Learning from watching has proven to be incredibly effective for me. I watch a ton of tennis, both live around the world and on TV. But I don’t watch it with beer, chips and a company of friends. I study it. Apart from the mechanics of the movements, I find it extremely interesting what choices do my favorites make in specific situations. How do they start a match, where do they serve when they face a breakpoint, what do they change when things go bad or what risks do they take when they’re ahead. And all of these vary in accordance to the opponent and the playing surface. The combinations and decision trees are huge. The key point is that I choose to study only players who have something which I can associate with and reliably use in my own game. For example, I respect and admire Nadal, but his character and style are far from me as a person and that’s why I don’t study him. I use the same criteria when I choose my business idols. I dissect different components from different leaders that I find relevant for me. For example, I’d study Warren Buffet’s long term investment strategy, Barack Obama’s collected public speaking, Stephen Hawking’s structured approach to solving complex problems. I read about them, I follow their careers, I watch them speak, I try to imagine why they take certain steps in certain situations. I don’t claim that I resemble Hawking or Obama, I just find it easier to dissect their characteristics than let’s say Elon Musk’s abstract and extreme action-driven approach. You can find him or Richard Branson a better fit – to each their own. The main point is to choose the relevant role models and not just follow the hype.
Be positive
Another thing I learned from my chat with Vallverdu. He argued that the most energy-consuming thing in the sport is trying to remain positive. A competitor’s reaction to failures is to overestimate the impact and beat themselves up. Fighting this impulse takes a toll on you, so you need to plan for extra efforts in this direction. Try focusing on your actions and distance yourself from the result. A lost point is just that – it doesn’t define you as a player. A mistake in your work doesn’t make you less of a professional. Tennis, just like business, is a fickle activity. Today you may be number 1, next month you’ll be number 51. Basically, in the eyes of the world, you’re only as good as your last month’s (trade) result. It’s easy to lose ground and rational grasp on reality – both in a good and in a bad sense. So see yourself as you truly are – a quality player that always tries to improve, no matter what.

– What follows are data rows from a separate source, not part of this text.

PR #156, opened 2026-08-21
feat(timeline): ripple_insert, verified-delete gate for move_clips, CDL preflight, Magic Mask HITL

handst97:
# feat(timeline): `ripple_insert`, verified-delete gate for `move_clips`, CDL preflight, Magic Mask HITL

Target: `samuelgursky/davinci-resolve-mcp` `main` (ported onto 2.98.3 / commit `132e134`).
Two commits: the feature commit and a `chore(release): bump version to 2.99.0`
(minor — new MCP action — per `docs/process/release-process.md`; drop the bump
commit if you'd rather batch the release).

## Why

On 2026-08-19 a real session lost 26 clips: `move_clips` was used with a
`record_frame_offset` smaller than the item duration to "open a gap".
`AppendToTimeline` into the occupied span returned items whose ids could not
be read, the code counted those as successful duplicates, and the delete phase
removed the sources. Everything here follows from that incident.

## What

- **`timeline.ripple_insert`** (new action): insert media-pool source ranges at
  a record point and shift all later video/audio items right. There is no
  ripple-insert primitive in the scripting API, and duplicate-then-delete
  corrupts the timeline when the shift is smaller than an item (the null-id
  failure above). The action plans a rebuild instead: capture every tail item's
  pool media + source trim, delete the tail (verified, via
  `_timeline_delete_clips_verified`), re-append it shifted, then place the
  inserts into the opened gap — tail first, so the worst mid-failure state is
  a gap, never lost content. Dry-run by default with straddler / blocker /
  locked-track / subtitle detection; execution is confirm-token gated,
  archived by the destructive hook, holds `edit_page_for_timeline_edits` for
  the whole rebuild, and ends with a full position readback.
  Transform/crop/composite/retime properties are re-applied to shifted items;
  grades, keyframes, transitions, and link state are NOT preserved (the
  pre-mutation archive keeps them) — stated in the plan warnings, the confirm
  preview, and the docs.
- **`move_clips` verified-delete gate**: each duplicate row now carries
  `duplicate_verified` (a live item or a real id was recovered from the
  timeline). Sources are deleted only when every duplicate — primary and
  linked — verified; null-id appends keep the source with an explicit warning.
- **`safe_set_cdl` / `apply_look_to_items` node preflight**: reads
  `item.GetNodeGraph().GetNumNodes()` before `SetCDL` (NodeIndex is 1-based;
  `TimelineItem.GetNumNodes` is deprecated) and returns a structured reason on
  a missing node plus a clip-type-aware diagnosis when `SetCDL` returns False
  (there is no `GetCDL` to read back).
- **Magic Mask HITL**: Magic Mask v2 isolates via operator clicks (manual
  ch. 139; strokes are the legacy v1 interface) and the API cannot place
  clicks, so with none present `CreateMagicMask` can only return False. The
  action now returns `needs_hitl` with the exact Color-page steps; mode
  aliases are normalized (`'Forward'` → `'F'`). The granular
  `ti_create_magic_mask` defaulted to `'Forward'`, which Resolve rejects
  verbatim — fixed the same way.
- **api_truth**: three new entries (AppendToTimeline null-id items,
  CreateMagicMask needs clicks, SetCDL write-only); `api-limitations.md`
  regenerated.

## A conflicting measurement, isolated rather than asserted

Your 2026-08-02 correction to the `AddFusionComp` entry (wired
MediaIn→Blur→MediaOut renders on Studio 19.1.3.7, PSNR evidence) conflicts
with what we measured on Studio 21.0.4 (2026-08-20): a fresh comp wired
MediaIn→Transform(Size 0.45)→MediaOut read back correctly but changed neither
a Color-page gallery still nor a delivered H.264 render; the same held for
both comps of a 2-comp item and for `LoadFusionCompByName` returning a live
comp object. We then isolated the variable with a controlled run (phase 2 of
the new `tests/live_ripple_insert_validation.py`, Studio 21.0.4.5, disposable
project, synthetic media): a wired MediaIn→Blur(XBlurSize 20)→MediaOut comp —
your exact rendering configuration — delivered a render **bit-identical to
the no-comp baseline** (ffmpeg PSNR inf), as did the Transform variant. So
the tool is eliminated; the conflict tracks the Resolve build (19.1.3.7
honoured the wired comp, 21.0.4.5 ignores it). Rather than adding a second
entry that contradicts yours, this PR folds the 21.0.4 measurements into the
existing entry as a dated, version-scoped observation, and keeps the
actionable rule version-independent: prove Fusion/grade claims with a
rendered frame (`gallery_stills grab_and_export`), never with comp readback.
Happy to rework if you'd rather structure the entry differently — and if you
still have a 19.1.3.7 install, re-running phase 2 there would confirm the
regression boundary for a Blackmagic report.

## Validation

- Live, this branch (Studio 21.0.4.5, disposable project + synthetic media,
  2026-08-20, via `tests/live_ripple_insert_validation.py`):
  - `timeline("ripple_insert")` through the real dispatch: dry-run plan exact
    (insert@86448, shift 24, tail 2, no straddlers/blockers), confirm-token
    round-trip, post-insert layout
    `[(86400,48),(86448,24),(86472,48),(86520,48)]`, `readback.missing=[]`,
    ZoomX/Y=0.5 survived the shift with `property_restore_failures=0`.
  - Fusion isolation (phase 2): Blur and Transform comps both rendered
    bit-identical to baseline (PSNR inf) — see the section above.
- Live (Studio 21.0.4, sandbox timelines only, 2026-08-19/20 — performed on a
  2.75.0-based build of these same changes; evidence in the reporter's
  evaluation log):
  - `ripple_insert`: 3×48-frame sandbox, insert 24 frames at relative 48 —
    dry-run plan exact, confirm-token flow correct (pre-mutation archive
    skipped on the token-issuing call, taken on execute), layout after
    `[(86400,48),(86448,24),(86472,48),(86520,48)]`, `readback.missing=[]`;
    ZoomX/Y=0.5 on a shifted item survived, `property_restore_failures=0`.
  - null-id reproduction: `move_clips` with `record_frame_offset:10` on a
    48-frame item → `duplicate_verified=false`, source kept, item count
    unchanged.
  - CDL: dry-run preflight row; `NodeIndex=99` → structured "exceeds node
    count 1"; `NodeIndex=1` → success; `apply_look_to_items` 4/4 with
    per-item preflight rows.
  - Magic Mask: no clicks → `needs_hitl` payload; alias `'Forward'`
    normalized to `'F'`.
- Offline (this branch, Python 3.13):
  - `tests/test_import.py` OK (incl. package-lock sync)
  - `scripts/audit_api_parity.py` PASS; `scripts/gen_api_limitations.py
    --check` OK; `node scripts/agent-rules/generate.mjs --check` OK
  - drift guards (`test_static_undefined_names`, `test_duplicate_definitions`,
    `test_action_list_drift`, `test_panel_docs_drift`, `test_doc_tool_counts`,
    `test_agent_rules_drift`) OK
  - new `tests/test_ripple_insert.py` (10 tests) OK — plan geometry mirrors
    the live run; null-id `duplicate_verified` gate covered
  - full offline discovery: 2707 tests, failures limited to cases that fail
    identically on `origin/main` in the same environment (missing optional
    numpy; `test_source_media_guard` ffmpeg-environment cases)
  - `npm pack --dry-run`, `bin/davinci-resolve-mcp.mjs --version` → 2.99.0
- The offline suite and the live harness are both reusable:
  `tests/test_ripple_insert.py` (offline, mirrors the live geometry) and
  `tests/live_ripple_insert_validation.py` (live; creates and deletes its own
  disposable project, restores the previously open project).


samuelgursky:
Thanks for this — and for leading with the incident rather than the feature. `move_clips` being reachable as a gap-opener, with `AppendToTimeline` handing back null-id items that the code then counted as successful duplicates, is exactly the shape of failure worth a new primitive rather than a patch. The tail-before-inserts ordering, so the worst mid-failure state is a gap and never lost content, is the right call and the reason I'm comfortable with an action this destructive.

I pulled the branch into a worktree and went through it against the offline suite plus some adversarial probing.

## What I verified

**Suite, apples-to-apples.** Both trees in equivalent worktrees, same interpreter (3.14.6), `-p no:randomly`:

```
main  (132e134)   4 failed, 2759 passed, 1 skipped, 537 subtests
pr156 (0cec0da)   4 failed, 2769 passed, 1 skipped, 537 subtests
```

Identical failure set, +10 tests, no regressions. The four are the `test_source_media_guard` cases you flagged, and I can confirm your read: they are a **worktree-path artifact, not an environment quirk on your side**. They pass in the primary checkout and fail in any worktree, on `main` and on this branch alike — the guard resolves scratch against the repo root. Nothing for you to do.

**Generated files and drift guards** all clean on the branch: `audit_api_parity.py` PASS, `gen_api_limitations.py --check` up to date, `agent-rules/generate.mjs --check` in sync, `test_import.py` ok, and the five drift guards green.

**Boundary probes** against your stubs, which the PR's tests don't cover and which I half-expected to break:

- insert at the very start (`record_frame=0`, everything is tail, head empty) → `[(86400,24),(86424,48),(86472,48),(86520,48)]`, `missing=[]`
- insert past the last item (tail empty, delete phase correctly skipped) → `[(86400,48),(86448,48),(86496,48),(86544,24)]`, `missing=[]`

Both correct. The `if tail_items and not _timeline_delete_clips_verified(...)` guard is doing real work in the second case.

**The archive gating is right where it matters.** I checked that the confirm-token round-trip skips the pre-mutation archive on the token-issuing call and takes it on execute — `_action_will_gate_pending_confirm` already covers `ripple_insert` via `_TOKEN_GATED_DESTRUCTIVE_ACTIONS`. That held. But see finding 1.

## Three findings

None of these risk content. All three are verified against the code, not read off it, and the patch below is one diff covering all three — full suite with it applied: **4 failed, 2769 passed**, identical to the branch without it, and the drift guards stay green.

### 1. The default (dry-run) call archives a timeline version when confirm tokens are off

`ripple_insert` is the only destructive action whose **default** call mutates nothing. The F4 pending-confirm skip covers the plan path, but only while the confirm-token preference is ON — it short-circuits on `if not _confirm_token_required(): return False`. With tokens off, `is_destructive()` has no dry-run awareness, so every routine planning call archives:

```
is_destructive(dry_run=True)  = True     <- plan-only call, archived anyway
confirm_token_required=True   -> will_gate=True  => archive on dry-run: False
confirm_token_required=False  -> will_gate=False => archive on dry-run: True
```

Which is the exact waste F4 exists to prevent, on the action's normal read-only path. The patch adds a narrow plan-only filter alongside the existing `NO_ARCHIVE_ON_KEYS` idiom rather than making `is_destructive` globally dry-run-aware, since that would quietly change gating for every other action that happens to take a `dry_run`.

### 2. Asymmetric per-track insert durations leave an unreported gap, and the result still says `success: true`

`shift` is the max across tracks, so a shorter insert on one track leaves a hole — and the readback structurally cannot see it, because `expected` only ever contains the three roles the action placed. Inserting 24 video frames and 48 audio frames at the same point:

```
V1: [(86400,48), (86448,24), (86496,48)]   <- 24 frames of black at 86472
A1: [(86400,48), (86448,48), (86496,48)]
success=True   missing=[]   warnings: (only the grades/keyframes one)
```

Gaps are ordinary ripple-insert semantics — a track that gets no insert at all is *supposed* to open up. The problem is only that it's silent: an unqualified success over a timeline with black in it is the wrong answer, and this is the same class of thing as the null-id gap you're closing. The patch computes `gap_frames_by_track` in the plan phase and surfaces it in both the plan and the execute result, plus a warning naming the shift and the affected tracks.

### 3. Subtitle straddlers pass the feasibility check

The subtitle scan is `item_start >= insert_frame`, so a subtitle that *straddles* the insert point is neither blocked nor shifted — it stays put while the picture under it moves right. Video and audio straddlers already refuse the plan; this is just the subtitle branch not getting the same treatment. One-line `elif` on `GetEnd()`.

### Patch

So back to that final match. I did feel I was the favorite before the game – better technically, better prepared. I went in calm, believing. I set myself micro goals: to win the first point, the first game, to break first… and I did it all. Then why did I end up in this critical situation and what to do next? Sometimes in tennis and in business, there’s just that day when things happen irrationally. You can be as prepared as they come and still find yourself going downhill. Here comes probably the most important advice: be ready to win ugly. Not unfair(!), mind you, but ugly – be ready to grind, to reach, to dig, to make one more ball, one more move, to keep things going, to break the opponent’s momentum. The end justifies the means and the reward is worth it. My first title in tennis, after saving five match points, created a much stronger impact on me than these ugly slice backhands I needed to hit in the end of the game to keep it alive. History does remember winners. And winners persevere. Although it’s nice to look good, that Federer-esque backhand you hit that one time still counts as one point. Seeing your company outgrow competitors with years of head start weighs much more than the fact you had to endlessly negotiate with partners, pitch again and again in front of investors and not sleep for days and weeks at times handling banks and regulators.
And one last thing. You will never be at 100%. Be fine with this. No way the stars will align all the time, there will be no wind, the sun won’t shine in your eyes on serve and you’ll see the ball clearly and be in the right position to hit it wherever you want. Be fine with this, expect this. Keep building your capacity , so that when you’re at 80% or 60%, or 50%, it’s still enough to move to the next round and kick ass again.